• **WORK REQUEST**: Look for the word "sure" in the entries and copy each line where it appears.

↓↓↓

PR #137, opened 2021-11-16
New option to select the number of disks on google instances

sergiocazzolato:
The idea is to have a new option to allow to define the number of disks
for a machine in google backend servers.
The disks number can be set either at backend or at system level.


mardy (approved):
LGTM, but don't we need to document it somewhere?

PR #138, opened 2021-11-16
New option to show the output for successful tasks

sergiocazzolato:
The idea is to display the output of a task even it is passed.

### DIFF
--- a/README.md
+++ b/README.md
@@ -14,7 +14,8 @@ Spread
 [Rebooting](#rebooting)  
 [Timeouts](#timeouts)  
 [Fast iterations with reuse](#reuse)  
-[Debugging](#debugging)  
+[Debugging](#debugging)
+[Verbosity](#verbosity)
 [Repeating tasks](#repeating)
 [Passwords and usernames](#passwords)  
 [Including, excluding, and renaming files](#including)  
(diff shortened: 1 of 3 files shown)


jnsgruk:
Would love to see this merged!

One thing that strikes me is that we should probably use a different option name, given that `-vv` has been well established for some time now.

Perhaps the option could be renamed `-show-task-output` or similar?

niemeyer (changes requested):
This PR has been left unattended for years now. It has no motivation in its description, and its implementation is broken because it modifies the CLI behavior for options that have been out for a decade by now.

All I can do is guess why this was proposed, so some quick feedback:

1) One of the seed motivations for the creation of Spread back then was because autopkgtests offers a wall of text, and then you have to browse against a never-ending scrolling of pages to try to make sense of what it is saying. We should not bring that back.

2) You can get a list of which tasks are run, and thus a sense of "progress", by simply providing -v. I would discourage its use in CI because, again, you're forcing everyone to see a very long list of tasks that are irrelevant, instead of focusing on the things that do need attention.

3) If the goal is seeing things that are hanging, Spread does that automatically, with a configurable timeout (see warning-timeout), which will display the output until the point where it has stopped.

4) If the goal is to debug tasks that are failing, you can get a comprehensive output by using -vv today already.

So all of this are independent reasons why this could be unnecessary and unwanted. Ideally, though, such changes should be discussed in advance so that we can tell why something is being proposed at all, and what might be the best way of doing it.

PR #142, opened 2021-12-06
spread: fix bios path check, be more verbose about choosing the file

bboozzoo:
Fix BIOS path check, which called os.Stat() with incorrect path and thus never
used the bios file under ~/.spread/qemu/bios.


mvo5 (approved):
Thank you, this is very nice (and a bit embarrassing that I did not notice this when working on the feature).

anonymouse64 (approved):
lgtm

PR #149, opened 2022-05-06
Add xunit and jsonunit reports

sergiocazzolato:
The idea is to generate a report with the results including which tests were successfull, failed and aborted

This can be used to define which tests have to be re-executed


spread/jsonunit.go
```diff
@@ -0,0 +1,168 @@
...
+        }
+    }
+	suite := NewJSONUnitTestSuite(suiteName)
+
+	tss.addSuite(suite)	
+	return suite
+}
+
+type JSONUnitTestSuite struct {
+	Successfull int              `json:"successfull,attr"`
```
mardy, line 30: there's one "l" too many: "successful"

spread/jsonunit.go
```diff
@@ -0,0 +1,168 @@
...
+	TestCases   []*JSONUnitTestCase
+}
+
+func NewJSONUnitTestSuite(suiteName string) *JSONUnitTestSuite {
+	return &JSONUnitTestSuite{
+		Successfull: 0,
+		Failed: 0,
+		Aborted: 0,
+		Total: 0,
+		Time: "",
```
mardy, line 45: You don't need these initializations, they are already the default ones.

mardy (commented):
I didn't review it, I stopped when I noticed that — if I'm not wrong — most of the code between the JSONUnit and the XUnit backend is nearly the same. Maybe you could write a backend taht fills a generic data structure, and then have it reused by the two backends, which would only differ in the serialization. I'm not sure if the structure of the two format is that similar, but notice that you can have both json and xml tags on the same structure field; so, if you are lucky, you don't even need to create different structures for the two backends.

Also please notice that the file is not formatter properly (some lines use spaces instead of tabs); you can use `gofmt` to fix them automatically.

spread/jsonunit.go
sergiocazzolato: nice, thanks

spread/jsonunit.go
sergiocazzolato: nice, thanks

spread/runner.go
```diff
@@ -36,6 +36,8 @@ type Options struct {
 	Seed           int64
 	Repeat         int
 	GarbageCollect bool
+	XUnit          bool
+	JSONUnit          bool
```
bboozzoo, line 40: indentation seems off here, did you run gofmt?

spread/runner.go
```diff
@@ -1073,6 +1081,44 @@ func (s *stats) log() {
 	logNames(printf, "Failed project restore", s.ProjectRestoreError, projectName)
 }
 
+func (s *stats) addTestsToReport(report Report, testsList []*Job, result string, verb string) {
+	for _, job := range testsList {
+		splittedName := strings.Split(taskName(job), "/")
+		suiteName := strings.Join(splittedName[:len(splittedName)-1], "/")
+		testName := splittedName[len(splittedName)-1]
```
bboozzoo, line 1088:
```suggestion
		split := strings.Split(taskName(job), "/")
		suiteName := strings.Join(split[:len(split)-1], "/")
		testName := split[len(split)-1]
```
looks like this could have been done using strings.LastIndex() or filepath.Dir/Base() if the test name always look like paths, maybe something like:
```
// task names look like paths (eg suite/foo/bar/job)
name := taskName(job)
suiteName := filepath.Dir(name)
testName := filepath.Base(name)
```

spread/jsonunit.go
```diff
@@ -0,0 +1,136 @@
...
+}
+
+func NewJSONUnitTestCases() *JSONUnitTestCases {
+	return &JSONUnitTestCases{
+		Successfull: 0,
+		Failed: 0,
+		Aborted: 0,
+		Total: 0,
+		TestCases: []*JSONUnitTestCase{},
+	}
```
bboozzoo, line 24:
```suggestion
	return &JSONUnitTestCases{}
```

spread/xunit.go
```diff
@@ -0,0 +1,163 @@
...
+
+func NewXUnitTestSuite(suiteName string) *XUnitTestSuite {
+	return &XUnitTestSuite{
+		Successfull: 0,
+		Failed: 0,
+		Aborted: 0,
+		Total: 0,
+		Name: suiteName,
+		TestCases: []*XUnitTestCase{},
+	}
```
bboozzoo, line 48:
```suggestion
	return &XUnitTestSuite{}
```

spread/jsonunit.go
```diff
@@ -0,0 +1,136 @@
...
+	Backend     string            `json:"backend,attr"`
+	System      string            `json:"system,attr"`
+	Name        string            `json:"name,attr"`
+	Suite       string            `json:"suite,attr"`
+	FullName    string            `json:"fullname,attr"`
+	Details     []*JSONUnitDetail `json:"details,omitempty"`
+}
+
+func NewJSONUnitTestCase(testName string, backend string, system string, suiteName string) *JSONUnitTestCase {
+	fullname := backend + ":" + system + ":" + suiteName + "/" + testName
```
bboozzoo, line 64:
```suggestion
	fullname := fmt.Sprintf("%s:%s:%s/%s", backend, system, suiteName, testName)
```

spread/report.go
```diff
@@ -0,0 +1,14 @@
+package spread
+
+type Report interface {
```
bboozzoo, line 3: interface names are usually verbs if possible, so `Reporter` ? does it need to be exported?

spread/runner.go
```diff
@@ -1073,6 +1081,44 @@ func (s *stats) log() {
 	logNames(printf, "Failed project restore", s.ProjectRestoreError, projectName)
 }
 
+func (s *stats) addTestsToReport(report Report, testsList []*Job, result string, verb string) {
```
bboozzoo, line 1084:
```suggestion
func (s *stats) addTestsToReport(report Report, testsList []*Job, result string, stage string) {
```

spread/xunit.go
```diff
@@ -0,0 +1,163 @@
...
+    		if len(test.Details) > 0 {
+    			if test.Details[0].Type == aborted {
+    				ts.Aborted += 1
+    				ts.Failed -= 1
+    			} 
+    			t.Details = append(t.Details, test.Details[0])
+    		}
+    		return
+    	}
+	}
```
bboozzoo, line 63: formatting is off here

spread/xunit.go
```diff
@@ -0,0 +1,163 @@
...
+		Successfull: 0,
+		Failed: 0,
+		Aborted: 0,
+		Total: 0,
+		Name: suiteName,
+		TestCases: []*XUnitTestCase{},
+	}
+}
+
+func (ts *XUnitTestSuite) addTest(test *XUnitTestCase) {
```
bboozzoo, line 51: looks very much JSONUnitTestCases, maybe you could have something like genericUnitTestsReporter which then can be embedded in respective variant?

cmd/spread/main.go
```diff
@@ -34,6 +34,8 @@ var (
 	seed           = flag.Int64("seed", 0, "Seed for job order permutation")
 	repeat         = flag.Int("repeat", 0, "Number of times to repeat each task")
 	garbageCollect = flag.Bool("gc", false, "Garbage collect backend resources when possible")
+	xunit          = flag.Bool("xunit", false, "Create a XUnit report")
```
bboozzoo, line 37: Just a question, does it make sense to have both, or could we just go with xunit?

spread/runner.go
sergiocazzolato: added, thanks

spread/runner.go
sergiocazzolato: Makes sense, I'll do the change

spread/xunit.go
sergiocazzolato: updated

spread/jsonunit.go
sergiocazzolato: done

spread/runner.go
sergiocazzolato: done

cmd/spread/main.go
sergiocazzolato: well, this has to be discussed.
I created both because the idea of xunit is to use it to display in the actions page, and the jsonunit is to query

sergiocazzolato: Perhaps we could have just jsonunit and then convert to xunit format with a tool, so we don't need the xunit report.
@bboozzoo does it make sense?

spread/xunit.go
sergiocazzolato: udpated

spread/xunit.go
sergiocazzolato: done

sergiocazzolato:
A new pr with a simplified implementation has been added replacing the current one

PR #155, opened 2022-09-29
support ssh configuration logic through sshd_config.d on google backend

sergiocazzolato:
Some images (like ubuntu kinetic) override the ssh configuration by using the new `sshd_config.d` directory and no longer ship a `/etc/sshd_config` file.

This change makes sure these systems will have the needed shell configuration to run spread.

As the first value wins, we need to use `00-` for the configuration file to make sure this is the first file with that config

### DIFF
--- a/spread/google.go
+++ b/spread/google.go
@@ -154,7 +154,9 @@ const googleStartupScript = `
 echo root:%s | chpasswd
 
 sed -i 's/^\s*#\?\s*\(PermitRootLogin\|PasswordAuthentication\)\>.*/\1 yes/' /etc/ssh/sshd_config
-test -d /etc/ssh/sshd_config.d && echo -e 'PermitRootLogin=yes\nPasswordAuthentication=yes' > /etc/ssh/sshd_config.d/00-spread-settings.conf
+sed -i 's/^PermitRootLogin=/#PermitRootLogin=/g' /etc/ssh/sshd_config.d/* || true
+sed -i 's/^PasswordAuthentication=/#PasswordAuthentication=/g' /etc/ssh/sshd_config.d/* || true
+test -d /etc/ssh/sshd_config.d && echo -e 'PermitRootLogin=yes\nPasswordAuthentication=yes' > /etc/ssh/sshd_config.d/00-spread.conf
 
 pkill -o -HUP sshd || true
 
--- a/spread/google.go
+++ b/spread/google.go
@@ -154,6 +154,7 @@ const googleStartupScript = `
 echo root:%s | chpasswd
 
 sed -i 's/^\s*#\?\s*\(PermitRootLogin\|PasswordAuthentication\)\>.*/\1 yes/' /etc/ssh/sshd_config
+test -d /etc/ssh/sshd_config.d && echo -e 'PermitRootLogin=yes\nPasswordAuthentication=yes' > /etc/ssh/sshd_config.d/00-spread-settings.conf
 
 pkill -o -HUP sshd || true
 


mvo5 (approved):
Thank you for fixing spread with Ubuntu 22.10!

spread/google.go
```diff
@@ -154,6 +154,7 @@ const googleStartupScript = `
 echo root:%s | chpasswd
 
 sed -i 's/^\s*#\?\s*\(PermitRootLogin\|PasswordAuthentication\)\>.*/\1 yes/' /etc/ssh/sshd_config
+test -d /etc/ssh/sshd_config.d && echo -e 'PermitRootLogin=yes\nPasswordAuthentication=yes' > /etc/ssh/sshd_config.d/00-spread-settings.conf
```
mvo5, line 157: Juerg just pointed that we probably need the above tweak in `client.go:SetupRootAccess()` too and probably also in lxd.go ?

mardy:
Can this branch fix https://bugs.launchpad.net/ubuntu/+source/snapd/+bug/1991745 ?

niemeyer (changes requested):
Look reasonablle. Only two comments:

1) What happens if there are other entries in that directory which ist these options?  Is it last match wins, or first match wins?  Should we comment them out first?  How about this: if the directory exists, comment out the options in all files that exist there, and then add a new file with our options.

2) The -settings is redundant with the .conf, and given (1) above, I think we can name this nicely as just "spread.conf", assuming that's the pattern there.

sergiocazzolato:
Updated the change.

spread/google.go
```diff
@@ -154,6 +154,9 @@ const googleStartupScript = `
 echo root:%s | chpasswd
 
 sed -i 's/^\s*#\?\s*\(PermitRootLogin\|PasswordAuthentication\)\>.*/\1 yes/' /etc/ssh/sshd_config
+sed -i 's/^PermitRootLogin=/#PermitRootLogin=/g' /etc/ssh/sshd_config.d/* || true
+sed -i 's/^PasswordAuthentication=/#PasswordAuthentication=/g' /etc/ssh/sshd_config.d/* || true
+test -d /etc/ssh/sshd_config.d && echo -e 'PermitRootLogin=yes\nPasswordAuthentication=yes' > /etc/ssh/sshd_config.d/00-spread.conf
```
thp-canonical, line 159: According to the [`sshd_config(5)`](https://manpages.ubuntu.com/manpages/jammy/en/man5/sshd_config.5.html) manpage, the config file usually doesn't have a `=` between the key/value pairs. For example:

```
% grep = /etc/ssh/sshd_config
# This sshd was compiled with PATH=/usr/local/sbin:/usr/local/bin:/usr/sbin:/usr/bin:/sbin:/bin:/usr/games
```

spread/google.go
```diff
@@ -154,6 +154,9 @@ const googleStartupScript = `
 echo root:%s | chpasswd
 
 sed -i 's/^\s*#\?\s*\(PermitRootLogin\|PasswordAuthentication\)\>.*/\1 yes/' /etc/ssh/sshd_config
+sed -i 's/^PermitRootLogin=/#PermitRootLogin=/g' /etc/ssh/sshd_config.d/* || true
+sed -i 's/^PasswordAuthentication=/#PasswordAuthentication=/g' /etc/ssh/sshd_config.d/* || true
```
ZeyadYasser, line 158: Config files might have whitespace before the the entry. also as @thp-canonical mentioned, the entry usually doesn't have a `=`.

```suggestion
sed -i 's/^\s*\(PermitRootLogin\|PasswordAuthentication\)\>.*/# COMMENTED OUT BY SPREAD: \0/' /etc/ssh/sshd_config.d/* || true
```

ZeyadYasser (changes requested):

ZeyadYasser:
@sergiocazzolato could you please also extend the fix to the LXD backend?

It might be a good idea to extend the LXD spread test to run with other system variants such as ubuntu-22.04.
https://github.com/snapcore/spread/blob/ded9133cdbceaf01f8a1c9decf6ff9ea56e194d6/tests/lxd/task.yaml#L12-L13
We could also extend the base spread.yaml in a follow up PR to add multiple systems most importantly 22.04 to test the google backend. https://github.com/snapcore/spread/blob/ded9133cdbceaf01f8a1c9decf6ff9ea56e194d6/spread.yaml#L17-L31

↑↑↑

• **EXERCISE SOLUTION**:
I didn't review it, I stopped when I noticed that — if I'm not wrong — most of the code between the JSONUnit and the XUnit backend is nearly the same. Maybe you could write a backend taht fills a generic data structure, and then have it reused by the two backends, which would only differ in the serialization. I'm not sure if the structure of the two format is that similar, but notice that you can have both json and xml tags on the same structure field; so, if you are lucky, you don't even need to create different structures for the two backends.
This change makes sure these systems will have the needed shell configuration to run spread.
As the first value wins, we need to use `00-` for the configuration file to make sure this is the first file with that config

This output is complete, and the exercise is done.